- _WHAT THIS TASK INVOLVES_
Copy each line of the entries beneath that contains the word "michelleshull".

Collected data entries
☆ ☆ ☆ ☆ ☆ ☆ ☆

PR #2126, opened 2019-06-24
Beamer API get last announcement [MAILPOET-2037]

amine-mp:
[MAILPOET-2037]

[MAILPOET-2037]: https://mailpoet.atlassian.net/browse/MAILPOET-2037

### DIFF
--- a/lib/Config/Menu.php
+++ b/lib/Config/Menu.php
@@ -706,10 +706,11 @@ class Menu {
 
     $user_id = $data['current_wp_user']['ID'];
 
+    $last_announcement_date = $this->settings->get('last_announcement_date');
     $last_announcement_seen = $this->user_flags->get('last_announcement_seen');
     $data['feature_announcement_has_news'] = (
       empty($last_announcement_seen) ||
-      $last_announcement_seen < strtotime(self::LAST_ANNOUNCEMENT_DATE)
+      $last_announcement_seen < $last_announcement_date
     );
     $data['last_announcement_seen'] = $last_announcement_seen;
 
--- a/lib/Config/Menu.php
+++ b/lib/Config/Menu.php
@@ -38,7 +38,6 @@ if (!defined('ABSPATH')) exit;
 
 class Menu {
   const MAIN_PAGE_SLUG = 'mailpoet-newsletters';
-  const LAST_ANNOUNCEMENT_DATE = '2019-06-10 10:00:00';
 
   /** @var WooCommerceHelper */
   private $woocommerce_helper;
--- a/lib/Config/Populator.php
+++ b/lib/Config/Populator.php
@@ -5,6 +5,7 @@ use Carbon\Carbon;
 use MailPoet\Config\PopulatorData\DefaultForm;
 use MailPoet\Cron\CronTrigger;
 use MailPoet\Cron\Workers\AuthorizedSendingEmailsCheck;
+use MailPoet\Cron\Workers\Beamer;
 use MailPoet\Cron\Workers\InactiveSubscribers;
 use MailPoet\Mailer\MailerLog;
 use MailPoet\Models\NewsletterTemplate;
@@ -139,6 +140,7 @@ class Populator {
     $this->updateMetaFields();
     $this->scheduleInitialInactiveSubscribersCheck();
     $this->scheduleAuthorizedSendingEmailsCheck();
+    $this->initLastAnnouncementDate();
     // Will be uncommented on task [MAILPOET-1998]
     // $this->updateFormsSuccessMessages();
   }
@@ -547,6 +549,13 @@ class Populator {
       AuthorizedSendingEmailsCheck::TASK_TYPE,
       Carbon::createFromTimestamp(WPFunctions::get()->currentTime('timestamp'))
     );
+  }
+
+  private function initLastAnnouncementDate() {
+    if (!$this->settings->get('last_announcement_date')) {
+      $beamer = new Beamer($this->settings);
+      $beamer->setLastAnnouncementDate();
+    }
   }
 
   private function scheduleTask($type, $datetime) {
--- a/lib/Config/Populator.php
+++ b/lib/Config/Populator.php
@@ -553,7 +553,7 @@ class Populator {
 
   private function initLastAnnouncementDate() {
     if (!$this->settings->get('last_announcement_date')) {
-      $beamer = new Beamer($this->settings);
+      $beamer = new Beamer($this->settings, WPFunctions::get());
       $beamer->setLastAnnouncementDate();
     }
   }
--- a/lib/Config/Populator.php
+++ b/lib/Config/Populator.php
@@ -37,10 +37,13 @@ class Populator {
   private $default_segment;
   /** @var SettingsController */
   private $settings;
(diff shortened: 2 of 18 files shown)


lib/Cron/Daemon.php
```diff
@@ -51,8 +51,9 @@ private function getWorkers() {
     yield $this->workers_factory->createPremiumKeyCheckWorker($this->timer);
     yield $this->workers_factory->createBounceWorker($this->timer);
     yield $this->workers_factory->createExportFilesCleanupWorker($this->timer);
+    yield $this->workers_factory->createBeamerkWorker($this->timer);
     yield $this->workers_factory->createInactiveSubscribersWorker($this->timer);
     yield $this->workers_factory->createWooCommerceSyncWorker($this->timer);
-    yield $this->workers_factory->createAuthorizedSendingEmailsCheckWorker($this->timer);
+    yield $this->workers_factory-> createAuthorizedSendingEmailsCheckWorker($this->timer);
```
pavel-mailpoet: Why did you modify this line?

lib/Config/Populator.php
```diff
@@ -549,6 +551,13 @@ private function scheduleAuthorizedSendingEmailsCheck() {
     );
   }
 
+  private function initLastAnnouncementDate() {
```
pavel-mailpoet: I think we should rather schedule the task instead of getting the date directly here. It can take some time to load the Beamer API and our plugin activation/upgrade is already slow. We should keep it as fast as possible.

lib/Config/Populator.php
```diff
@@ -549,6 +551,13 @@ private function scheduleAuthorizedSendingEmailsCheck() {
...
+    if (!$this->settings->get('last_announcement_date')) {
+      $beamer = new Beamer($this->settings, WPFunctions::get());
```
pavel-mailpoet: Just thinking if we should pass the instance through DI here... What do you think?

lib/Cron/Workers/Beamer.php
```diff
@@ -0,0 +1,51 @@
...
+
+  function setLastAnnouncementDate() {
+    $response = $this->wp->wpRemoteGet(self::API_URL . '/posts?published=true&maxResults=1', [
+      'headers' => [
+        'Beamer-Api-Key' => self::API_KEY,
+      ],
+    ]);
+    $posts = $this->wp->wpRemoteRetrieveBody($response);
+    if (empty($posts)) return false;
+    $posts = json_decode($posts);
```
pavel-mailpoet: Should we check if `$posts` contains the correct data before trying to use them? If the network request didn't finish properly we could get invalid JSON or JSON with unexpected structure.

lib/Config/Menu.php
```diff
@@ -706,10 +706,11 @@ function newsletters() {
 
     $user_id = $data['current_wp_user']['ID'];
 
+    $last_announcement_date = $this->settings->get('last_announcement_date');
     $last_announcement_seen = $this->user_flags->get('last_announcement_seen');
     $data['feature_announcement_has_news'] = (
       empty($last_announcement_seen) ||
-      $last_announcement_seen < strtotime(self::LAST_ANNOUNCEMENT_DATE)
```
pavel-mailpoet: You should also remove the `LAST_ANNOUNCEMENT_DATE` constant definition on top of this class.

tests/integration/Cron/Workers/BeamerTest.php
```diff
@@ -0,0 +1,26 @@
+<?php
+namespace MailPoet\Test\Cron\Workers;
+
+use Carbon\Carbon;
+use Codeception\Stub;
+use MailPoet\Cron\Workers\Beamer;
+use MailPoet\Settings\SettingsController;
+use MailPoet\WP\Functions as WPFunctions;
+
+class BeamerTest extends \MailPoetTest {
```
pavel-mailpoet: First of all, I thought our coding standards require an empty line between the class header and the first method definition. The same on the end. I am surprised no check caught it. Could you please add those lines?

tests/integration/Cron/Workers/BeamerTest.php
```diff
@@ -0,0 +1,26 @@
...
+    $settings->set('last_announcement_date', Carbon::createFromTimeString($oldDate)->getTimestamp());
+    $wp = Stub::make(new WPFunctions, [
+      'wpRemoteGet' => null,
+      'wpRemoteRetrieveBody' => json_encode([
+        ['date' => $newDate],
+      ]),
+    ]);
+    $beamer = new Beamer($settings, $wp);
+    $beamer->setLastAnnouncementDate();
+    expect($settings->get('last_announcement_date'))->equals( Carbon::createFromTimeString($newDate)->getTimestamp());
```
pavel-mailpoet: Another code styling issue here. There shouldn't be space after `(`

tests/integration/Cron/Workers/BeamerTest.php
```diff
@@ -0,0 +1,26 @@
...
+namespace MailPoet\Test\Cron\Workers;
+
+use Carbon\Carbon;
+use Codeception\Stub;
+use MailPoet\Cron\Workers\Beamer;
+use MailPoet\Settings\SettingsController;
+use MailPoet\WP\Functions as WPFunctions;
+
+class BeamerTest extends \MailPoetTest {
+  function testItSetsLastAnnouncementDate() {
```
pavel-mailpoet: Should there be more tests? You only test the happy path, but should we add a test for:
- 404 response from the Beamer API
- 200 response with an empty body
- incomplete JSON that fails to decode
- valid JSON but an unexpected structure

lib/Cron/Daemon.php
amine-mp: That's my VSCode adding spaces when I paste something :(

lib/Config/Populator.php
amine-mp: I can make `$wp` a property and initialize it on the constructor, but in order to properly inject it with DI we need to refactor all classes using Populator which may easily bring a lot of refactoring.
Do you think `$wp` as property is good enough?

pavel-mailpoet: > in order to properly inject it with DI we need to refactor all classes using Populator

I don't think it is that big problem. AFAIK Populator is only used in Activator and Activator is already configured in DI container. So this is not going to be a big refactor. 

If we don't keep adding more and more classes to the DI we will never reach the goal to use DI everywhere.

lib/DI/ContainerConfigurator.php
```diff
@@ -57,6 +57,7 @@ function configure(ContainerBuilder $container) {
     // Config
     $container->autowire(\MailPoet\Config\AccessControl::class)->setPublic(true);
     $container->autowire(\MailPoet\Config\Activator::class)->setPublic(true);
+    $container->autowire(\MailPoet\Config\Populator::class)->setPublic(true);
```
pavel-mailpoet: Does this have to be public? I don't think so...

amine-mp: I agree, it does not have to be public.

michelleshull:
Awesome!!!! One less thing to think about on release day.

☆ ☆ ☆ ☆ ☆ ☆ ☆

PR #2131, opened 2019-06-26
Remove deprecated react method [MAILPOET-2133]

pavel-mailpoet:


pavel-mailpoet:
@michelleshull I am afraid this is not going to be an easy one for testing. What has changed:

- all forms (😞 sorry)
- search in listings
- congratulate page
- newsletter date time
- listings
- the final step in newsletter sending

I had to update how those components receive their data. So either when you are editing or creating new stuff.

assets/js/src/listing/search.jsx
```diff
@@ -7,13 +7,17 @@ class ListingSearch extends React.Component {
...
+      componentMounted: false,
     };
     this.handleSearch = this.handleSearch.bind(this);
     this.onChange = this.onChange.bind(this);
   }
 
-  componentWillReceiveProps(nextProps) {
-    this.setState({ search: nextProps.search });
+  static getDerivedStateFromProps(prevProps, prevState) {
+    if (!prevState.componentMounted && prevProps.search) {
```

☆ ☆ ☆ ☆ ☆ ☆ ☆

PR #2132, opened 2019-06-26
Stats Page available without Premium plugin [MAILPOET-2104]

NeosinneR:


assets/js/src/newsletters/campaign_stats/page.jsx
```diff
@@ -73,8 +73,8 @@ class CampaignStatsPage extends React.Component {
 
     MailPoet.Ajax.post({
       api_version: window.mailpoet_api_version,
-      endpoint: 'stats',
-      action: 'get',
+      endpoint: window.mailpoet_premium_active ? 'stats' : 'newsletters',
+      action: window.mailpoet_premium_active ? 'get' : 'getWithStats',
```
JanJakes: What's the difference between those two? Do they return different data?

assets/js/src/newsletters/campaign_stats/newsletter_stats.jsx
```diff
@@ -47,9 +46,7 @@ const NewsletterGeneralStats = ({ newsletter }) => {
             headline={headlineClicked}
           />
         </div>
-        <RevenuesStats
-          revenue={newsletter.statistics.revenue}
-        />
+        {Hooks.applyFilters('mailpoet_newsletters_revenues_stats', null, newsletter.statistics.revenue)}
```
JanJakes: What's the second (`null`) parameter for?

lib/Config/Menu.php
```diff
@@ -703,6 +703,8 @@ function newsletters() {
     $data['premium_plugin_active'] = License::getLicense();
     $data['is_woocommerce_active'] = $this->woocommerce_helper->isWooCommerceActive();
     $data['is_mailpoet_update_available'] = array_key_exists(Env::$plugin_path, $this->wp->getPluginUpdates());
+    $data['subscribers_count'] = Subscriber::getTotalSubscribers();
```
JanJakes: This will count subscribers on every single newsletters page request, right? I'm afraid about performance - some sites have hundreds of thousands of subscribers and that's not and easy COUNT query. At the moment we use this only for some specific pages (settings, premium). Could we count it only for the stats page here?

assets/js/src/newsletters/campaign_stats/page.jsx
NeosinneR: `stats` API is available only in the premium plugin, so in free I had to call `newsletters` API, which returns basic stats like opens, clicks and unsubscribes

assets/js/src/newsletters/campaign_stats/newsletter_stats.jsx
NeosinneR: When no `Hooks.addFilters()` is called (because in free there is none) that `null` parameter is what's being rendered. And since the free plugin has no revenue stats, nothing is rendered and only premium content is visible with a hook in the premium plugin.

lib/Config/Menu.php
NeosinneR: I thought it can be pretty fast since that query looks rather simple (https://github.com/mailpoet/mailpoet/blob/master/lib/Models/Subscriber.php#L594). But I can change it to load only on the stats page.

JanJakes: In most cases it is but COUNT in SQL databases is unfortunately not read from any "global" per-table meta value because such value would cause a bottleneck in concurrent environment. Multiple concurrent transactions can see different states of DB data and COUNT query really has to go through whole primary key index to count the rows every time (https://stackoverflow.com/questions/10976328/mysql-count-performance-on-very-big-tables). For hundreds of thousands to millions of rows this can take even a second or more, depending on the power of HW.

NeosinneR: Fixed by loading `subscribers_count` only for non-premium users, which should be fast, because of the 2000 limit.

☆ ☆ ☆ ☆ ☆ ☆ ☆

- _YOUR RESPONSE_
michelleshull:
@michelleshull I am afraid this is not going to be an easy one for testing. What has changed:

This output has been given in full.